(YOUR TASK):
Work out the number of lines in the records that include the word "comparing"; reply with that number alone.

Collected data entries:
PR #1645, opened 2020-07-31
Update data-pipelines.md

noahshpak:
Saw a typo and got a bit carried away. I'm a big DVC fan! 💫 👨‍💻

### DIFF
--- a/content/docs/start/data-pipelines.md
+++ b/content/docs/start/data-pipelines.md
@@ -301,10 +301,7 @@ important problems:
   files in Git makes it easy to version and share.
 - _Continuous Delivery and Continuous Integration (CI/CD) for ML_ - reproducible
   ML pipelines allow CI/CD systems to retrain models on fresh
-  datasets with identical preprocessing and training stages, version upstream
-  models and datasets, and easily
-  [compare](https://dvc.org/doc/start/experiments#comparing-experiments) metrics
-  with currently deployed models.
+  datasets with identical training, and save the results.
 
 ## Visualize
 
--- a/content/docs/start/data-pipelines.md
+++ b/content/docs/start/data-pipelines.md
@@ -296,8 +296,9 @@ important problems:
   your project faster. DVC caches "runs" and results in stages and automatically
   determines which parts of a project need to be run to avoid unnecessary
   re-runs.
-- _Reproducibility_ - `dvc.yaml` and `dvc.lock` files describe and capture what
-  data to use and what commands to run to produce an ML model. Storing these
+- _Reproducibility_ - `dvc.yaml` and `dvc.lock` files describe what data to use
+  and which commands will generate the pipeline results (such as an ML
+  model). Storing these
   files in Git makes it easy to version and share.
 - _Continuous Delivery and Continuous Integration (CI/CD) for ML_ - reproducible
   ML pipelines allow CI/CD systems to retrain models on fresh
--- a/content/docs/start/data-pipelines.md
+++ b/content/docs/start/data-pipelines.md
@@ -293,8 +293,8 @@ DVC pipelines (`dvc.yaml` file, `dvc run`, and `dvc repro` commands) solve a few
 important problems:
 
 - _Automation_ - run a sequence of steps in a "smart" way that makes iterating on
-  your project faster. DVC caches "runs" and results in stages and automatically
-  determines which parts of a project need to be run to avoid unnecessary
+  your project faster. DVC automatically determines which parts of a project
+  need to be run, and it caches "runs" and their results, to avoid unnecessary
   re-runs.
 - _Reproducibility_ - `dvc.yaml` and `dvc.lock` files describe what data to use
   and which commands will generate the pipeline results (such as an ML
--- a/content/docs/start/data-pipelines.md
+++ b/content/docs/start/data-pipelines.md
@@ -302,7 +302,8 @@ important problems:
   files in Git makes it easy to version and share.
 - _Continuous Delivery and Continuous Integration (CI/CD) for ML_ - reproducible
   ML pipelines allow CI/CD systems to retrain models on fresh
-  datasets with identical training, and save the results.
+  datasets with identical training, save the results, and even produce reports
+  about the whole process. See [CML.dev](https://cml.dev/) for some examples.
 
 ## Visualize
 
--- a/content/docs/start/data-pipelines.md
+++ b/content/docs/start/data-pipelines.md
@@ -300,8 +300,7 @@ important problems:
   data to use and what commands to run to produce an ML model. Storing these
   files in Git makes it easy to version and share.
 - _Continuous Delivery and Continuous Integration (CI/CD) for ML_ - reproducible
-  ML pipelines allow CI/CD systems to retrain
-  ([repro](https://dvc.org/doc/command-reference/repro)) models on fresh
+  ML pipelines allow CI/CD systems to retrain models on fresh
   datasets with identical preprocessing and training stages, version upstream
   models and datasets, and easily
   [compare](https://dvc.org/doc/start/experiments#comparing-experiments) metrics
--- a/content/docs/start/data-pipelines.md
+++ b/content/docs/start/data-pipelines.md
@@ -292,7 +292,7 @@ prepare:
 DVC pipelines (`dvc.yaml` file, `dvc run`, and `dvc repro` commands) solve a few
 important problems:
 
-- _Automation_ - run a sequence of steps in a "smart" way to make iterating on
+- _Automation_ - run a sequence of steps in a "smart" way that makes iterating on
   your project faster. DVC caches "runs" and results in stages and automatically
   determines which parts of a project need to be run to avoid unnecessary
   re-runs.
--- a/content/docs/start/data-pipelines.md
+++ b/content/docs/start/data-pipelines.md
@@ -292,14 +292,20 @@ prepare:
 DVC pipelines (`dvc.yaml` file, `dvc run`, and `dvc repro` commands) solve a few
 important problems:
 
-- _Automation_ - run a sequence of steps in a "smart" way to iterate on your 
-  project faster. DVC caches "runs" and results in stages to avoid unnecessary
+- _Automation_ - run a sequence of steps in a "smart" way to make iterating on
+  your project faster. DVC caches "runs" and results in stages and automatically
+  determines which parts of a project need to be run to avoid unnecessary
   re-runs.
-- _Reproducibility_ - YAML files describe and capture what data to use and
-  what commands to run to produce an ML model. Storing these files in Git
-  makes it easy to version and share.
-- _Continuous Delivery and Continuous Integration (CI/CD) for ML_ - describing
-  reproducible ML pipelines (builds) facilitates CI/CD systems.
+- _Reproducibility_ - `dvc.yaml` and `dvc.lock` files describe and capture what
+  data to use and what commands to run to produce an ML model. Storing these
+  files in Git makes it easy to version and share.
+- _Continuous Delivery and Continuous Integration (CI/CD) for ML_ - reproducible
+  ML pipelines allow CI/CD systems to retrain
+  ([repro](https://dvc.org/doc/command-reference/repro)) models on fresh
+  datasets with identical preprocessing and training stages, version upstream
+  models and datasets, and easily
+  [compare](https://dvc.org/doc/start/experiments#comparing-experiments) metrics
+  with currently deployed models.
 
 ## Visualize
 
--- a/content/docs/start/data-pipelines.md
+++ b/content/docs/start/data-pipelines.md
@@ -300,10 +300,9 @@ important problems:
   and which commands will generate the pipeline results (such as an ML
   model). Storing these
   files in Git makes it easy to version and share.
-- _Continuous Delivery and Continuous Integration (CI/CD) for ML_ - reproducible
-  ML pipelines allow CI/CD systems to retrain models on fresh
-  datasets with identical training, save the results, and even produce reports
-  about the whole process. See [CML.dev](https://cml.dev/) for some examples.
+- _Continuous Delivery and Continuous Integration (CI/CD) for ML_ - describing
+  projects in way that it can be reproduced (built) is the fist necessary step
+  before introducing CI/CD systems.
 
 ## Visualize
 
--- a/content/docs/start/data-pipelines.md
+++ b/content/docs/start/data-pipelines.md
@@ -292,17 +292,14 @@ prepare:
 DVC pipelines (`dvc.yaml` file, `dvc run`, and `dvc repro` commands) solve a few
 important problems:
 
-- _Automation_ - run sequence of steps in a "smart" way that makes iterating on
-  the project faster. It automatically determines which parts of a project need
-  to be run, it caches "runs" and results — all to avoid running the same stage
-  again.
-- _Reproducibility_ - it can describe and capture what data should be used and
-  what commands to run to produce an ML model, for example. It's described and
-  captured in way that is easy to put into Git. It means that it's easy to
-  version and share.
+- _Automation_ - run a sequence of steps in a "smart" way to iterate on your 
+  project faster. DVC caches "runs" and results in stages to avoid unnecessary
+  re-runs.
+- _Reproducibility_ - YAML files describe and capture what data to use and
+  what commands to run to produce an ML model. Storing these files in Git
+  makes it easy to version and share.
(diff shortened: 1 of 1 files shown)


content/docs/start/data-pipelines.md
```diff
@@ -292,17 +292,14 @@ prepare:
...
-  the project faster. It automatically determines which parts of a project need
-  to be run, it caches "runs" and results — all to avoid running the same stage
-  again.
-- _Reproducibility_ - it can describe and capture what data should be used and
-  what commands to run to produce an ML model, for example. It's described and
-  captured in way that is easy to put into Git. It means that it's easy to
-  version and share.
+- _Automation_ - run a sequence of steps in a "smart" way to iterate on your 
+  project faster. DVC caches "runs" and results in stages to avoid unnecessary
+  re-runs.
```
jorgeorpinel, line 297: - "makes iterating on the project faster" was more accurate I think.
- "It automatically determines which parts of a project need to be run" was very important"

content/docs/start/data-pipelines.md
```diff
@@ -292,17 +292,14 @@ prepare:
...
+- _Reproducibility_ - YAML files describe and capture what data to use and
+  what commands to run to produce an ML model. Storing these files in Git
+  makes it easy to version and share.
```
jorgeorpinel, line 300: Let's use `` `dvc.yaml` and `dvc.lock` files describe and capture what data...``

I agree with the other changes to this bullet 👍

content/docs/start/data-pipelines.md
```diff
@@ -292,17 +292,14 @@ prepare:
...
 - _Continuous Delivery and Continuous Integration (CI/CD) for ML_ - describing
-  project in way that it can be reproduced (built) is the fist necessary step
-  before introducing CI/CD systems.
+  reproducible ML pipelines (builds) facilitates CI/CD systems.
```
jorgeorpinel, line 302: Definitely better. But not sure about "(builds)" What builds? Builds what? "builds" the plural noun? No need to summarize so much that it's ambiguous, let's try to be as explicit as necessary. Same with "facilitates": how does it facilitate them?

noahshpak: Thank you for the feedback! I agree. Hopefully my additions are more explicit.

content/docs/start/data-pipelines.md
```diff
@@ -292,17 +292,20 @@ prepare:
...
-  what commands to run to produce an ML model, for example. It's described and
-  captured in way that is easy to put into Git. It means that it's easy to
-  version and share.
-- _Continuous Delivery and Continuous Integration (CI/CD) for ML_ - describing
-  project in way that it can be reproduced (built) is the fist necessary step
-  before introducing CI/CD systems.
+- _Automation_ - run a sequence of steps in a "smart" way to make iterating on
+  your project faster. DVC caches "runs" and results in stages and automatically
+  determines which parts of a project need to be run to avoid unnecessary
+  re-runs.
```
jorgeorpinel, line 298: - Again, "way that makes iterating" is more accurate.
- `DVC caches "runs" and results in stages` - this isn't accurate. The text here was referring to a feature called run-cache which we haven't documented yet. Stages are not where results are cached.

content/docs/start/data-pipelines.md
```diff
@@ -292,17 +292,20 @@ prepare:
...
+- _Reproducibility_ - `dvc.yaml` and `dvc.lock` files describe and capture what
+  data to use and what commands to run to produce an ML model. Storing these
+  files in Git makes it easy to version and share.
+- _Continuous Delivery and Continuous Integration (CI/CD) for ML_ - reproducible
+  ML pipelines allow CI/CD systems to retrain
+  ([repro](https://dvc.org/doc/command-reference/repro)) models on fresh
```
jorgeorpinel, line 304:
```suggestion
  ML pipelines allow CI/CD systems to retrain models on fresh
```

content/docs/start/data-pipelines.md
```diff
@@ -292,17 +292,20 @@ prepare:
...
-  project in way that it can be reproduced (built) is the fist necessary step
-  before introducing CI/CD systems.
+- _Automation_ - run a sequence of steps in a "smart" way to make iterating on
+  your project faster. DVC caches "runs" and results in stages and automatically
+  determines which parts of a project need to be run to avoid unnecessary
+  re-runs.
+- _Reproducibility_ - `dvc.yaml` and `dvc.lock` files describe and capture what
+  data to use and what commands to run to produce an ML model. Storing these
+  files in Git makes it easy to version and share.
+- _Continuous Delivery and Continuous Integration (CI/CD) for ML_ - reproducible
```
shcheklein, line 302: Noah, first of all thanks for the contribution! 🙏 

Can we though keep this CI/CD piece a bit simpler? Potentially, replace "forward" links like repro and metrics to the CML.dev project that has some visual examples?

content/docs/start/data-pipelines.md
```diff
@@ -292,17 +292,20 @@ prepare:
...
+  ML pipelines allow CI/CD systems to retrain
+  ([repro](https://dvc.org/doc/command-reference/repro)) models on fresh
+  datasets with identical preprocessing and training stages, version upstream
+  models and datasets, and easily
+  [compare](https://dvc.org/doc/start/experiments#comparing-experiments) metrics
+  with currently deployed models.
```
jorgeorpinel, line 308: Thanks but now we're introducing too many concepts here, I think. It's just an introductory doc 🙂 
```suggestion
  datasets with identical training, and save the results.
```

content/docs/start/data-pipelines.md
jorgeorpinel: I already simplified it but good idea about CML.dev !

content/docs/start/data-pipelines.md
```diff
@@ -292,17 +292,16 @@ prepare:
...
-  version and share.
-- _Continuous Delivery and Continuous Integration (CI/CD) for ML_ - describing
-  project in way that it can be reproduced (built) is the fist necessary step
-  before introducing CI/CD systems.
+- _Automation_ - run a sequence of steps in a "smart" way to make iterating on
+  your project faster. DVC caches "runs" and results in stages and automatically
+  determines which parts of a project need to be run to avoid unnecessary
+  re-runs.
+- _Reproducibility_ - `dvc.yaml` and `dvc.lock` files describe and capture what
+  data to use and what commands to run to produce an ML model. Storing these
```
jorgeorpinel, line 300: > to produce an ML model

It used to be "model, for example". That's because data pipelines can have any results, it doesn't even have to be an ML application. Would be ideal to have it more general (but still mention the "ML model" key word).

content/docs/start/data-pipelines.md
jorgeorpinel: How about something like

DVC automatically determines which parts of a project need to be run, and caches "runs" and their results, to avoid unnecessary re-runs.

(WRITTEN REPLY):
4